PR #353, opened 2015-04-09
Add with serial consistency support

### LINKED ISSUE #343: Add support for with serial consistency
It sees that when implementing v2 of the protocol we missed adding support for with serial consistency flag in queries.

Zariel:
Add an option to Query to set the serial consistency for the
conditional update phase of a query.

closes #343

### DIFF
--- a/session.go
+++ b/session.go
@@ -524,9 +524,6 @@ func (q *Query) Bind(v ...interface{}) *Query {
 // SERIAL. This option will be ignored for anything else that a
 // conditional update/insert.
 func (q *Query) SerialConsistency(cons Consistency) *Query {
-	if !(cons == Serial || cons == LocalSerial) {
-		panic("only acceptable consistency for serial_consistency is SERIAL or LOCAL_SERIAL")
-	}
 	q.serialCons = cons
 	return q
 }
--- a/session.go
+++ b/session.go
@@ -96,7 +96,7 @@ func (s *Session) Query(stmt string, values ...interface{}) *Query {
 	s.mu.RLock()
 	qry := &Query{stmt: stmt, values: values, cons: s.cons,
 		session: s, pageSize: s.pageSize, trace: s.trace,
-		prefetch: s.prefetch, rt: s.cfg.RetryPolicy}
+		prefetch: s.prefetch, rt: s.cfg.RetryPolicy, serialCons: s.cfg.SerialConsistency}
 	s.mu.RUnlock()
 	return qry
 }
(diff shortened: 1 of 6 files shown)


Zariel:
I cant really think of a better test without it becoming very complicated

Zariel:
also, shall I get rid of the panic? As cassandra will return an error anyway, that way you get a consistent error from setting on the query to the cluster

session.go
```diff
@@ -517,6 +518,19 @@ func (q *Query) Bind(v ...interface{}) *Query {
 	return q
 }
 
+// SerialConsistency sets the consistencyc level for the
+// serial phase of conditional updates. That consitency can only be
+// either SERIAL or LOCAL_SERIAL and if not present, it defaults to
+// SERIAL. This option will be ignored for anything else that a
+// conditional update/insert.
+func (q *Query) SerialConsistency(cons Consistency) *Query {
```
0x6e6562: Is it such a great idea to panic here? I was under the impression that we refrained from panicking in this library.

0x6e6562:
I'm not 100% sure how this new field plumbs down to the framing layer - can you point me to the bit in the patch where this gets framed?

Zariel:
When I implemented the framer I pretty much just completed the spec so its already there, https://github.com/gocql/gocql/blob/master/frame.go#L911

0x6e6562:
Thanks for the clarification about the plumbing.

I can't really see how this can be feasibly tested with our integration test - that would be a significant undertaking.

My only other remark regards the panic policy - did you have any ideas on whether that is the bets way to handle this?

session.go
Zariel: yeah just removed the panic, Cassandra will return an error anyway

Zariel:
We should only panic in exceptional circumstances which would lead us into a buggy state, so here its not necessary as Cassandra will return an error with an invalid query, the docs are clear as well.

Zariel:
Hold off merging this, I forgot about batches supporting serial consistency in v3, will add that too

Zariel:
Can you use `SERIAL` or `LOCAL_SERIAL` in a regular query?

Zariel:
Looks like a good plan, from the cql docs

`You cannot configure this level as a normal consistency level, configured at the driver level using the consistency level field. You configure this level using the serial consistency field as part of the native protocol operation. See failure scenarios.`

Zariel:
@0x6e6562 anything blocking this merging?

0x6e6562:
LGTM

Zariel:
Thanks!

Your assignment:
Each line of the data above should appear again in your answer, exactly as given.

Output below:
PR #353, opened 2015-04-09
Add with serial consistency support

### LINKED ISSUE #343: Add support for with serial consistency
It sees that when implementing v2 of the protocol we missed adding support for with serial consistency flag in queries.

Zariel:
Add an option to Query to set the serial consistency for the
conditional update phase of a query.

closes #343

### DIFF
--- a/session.go
+++ b/session.go
@@ -524,9 +524,6 @@ func (q *Query) Bind(v ...interface{}) *Query {
 // SERIAL. This option will be ignored for anything else that a
 // conditional update/insert.
 func (q *Query) SerialConsistency(cons Consistency) *Query {
-	if !(cons == Serial || cons == LocalSerial) {
-		panic("only acceptable consistency for serial_consistency is SERIAL or LOCAL_SERIAL")
-	}
 	q.serialCons = cons
 	return q
 }
--- a/session.go
+++ b/session.go
@@ -96,7 +96,7 @@ func (s *Session) Query(stmt string, values ...interface{}) *Query {
 	s.mu.RLock()
 	qry := &Query{stmt: stmt, values: values, cons: s.cons,
 		session: s, pageSize: s.pageSize, trace: s.trace,
-		prefetch: s.prefetch, rt: s.cfg.RetryPolicy}
+		prefetch: s.prefetch, rt: s.cfg.RetryPolicy, serialCons: s.cfg.SerialConsistency}
 	s.mu.RUnlock()
 	return qry
 }
(diff shortened: 1 of 6 files shown)


Zariel:
I cant really think of a better test without it becoming very complicated

Zariel:
also, shall I get rid of the panic? As cassandra will return an error anyway, that way you get a consistent error from setting on the query to the cluster

session.go
```diff
@@ -517,6 +518,19 @@ func (q *Query) Bind(v ...interface{}) *Query {
 	return q
 }
 
+// SerialConsistency sets the consistencyc level for the
+// serial phase of conditional updates. That consitency can only be
+// either SERIAL or LOCAL_SERIAL and if not present, it defaults to
+// SERIAL. This option will be ignored for anything else that a
+// conditional update/insert.
+func (q *Query) SerialConsistency(cons Consistency) *Query {
```
0x6e6562: Is it such a great idea to panic here? I was under the impression that we refrained from panicking in this library.

0x6e6562:
I'm not 100% sure how this new field plumbs down to the framing layer - can you point me to the bit in the patch where this gets framed?

Zariel:
When I implemented the framer I pretty much just completed the spec so its already there, https://github.com/gocql/gocql/blob/master/frame.go#L911

0x6e6562:
Thanks for the clarification about the plumbing.

I can't really see how this can be feasibly tested with our integration test - that would be a significant undertaking.

My only other remark regards the panic policy - did you have any ideas on whether that is the bets way to handle this?

session.go
Zariel: yeah just removed the panic, Cassandra will return an error anyway

Zariel:
We should only panic in exceptional circumstances which would lead us into a buggy state, so here its not necessary as Cassandra will return an error with an invalid query, the docs are clear as well.

Zariel:
Hold off merging this, I forgot about batches supporting serial consistency in v3, will add that too

Zariel:
Can you use `SERIAL` or `LOCAL_SERIAL` in a regular query?

Zariel:
Looks like a good plan, from the cql docs

`You cannot configure this level as a normal consistency level, configured at the driver level using the consistency level field. You configure this level using the serial consistency field as part of the native protocol operation. See failure scenarios.`

Zariel:
@0x6e6562 anything blocking this merging?

0x6e6562:
LGTM

Zariel:
Thanks!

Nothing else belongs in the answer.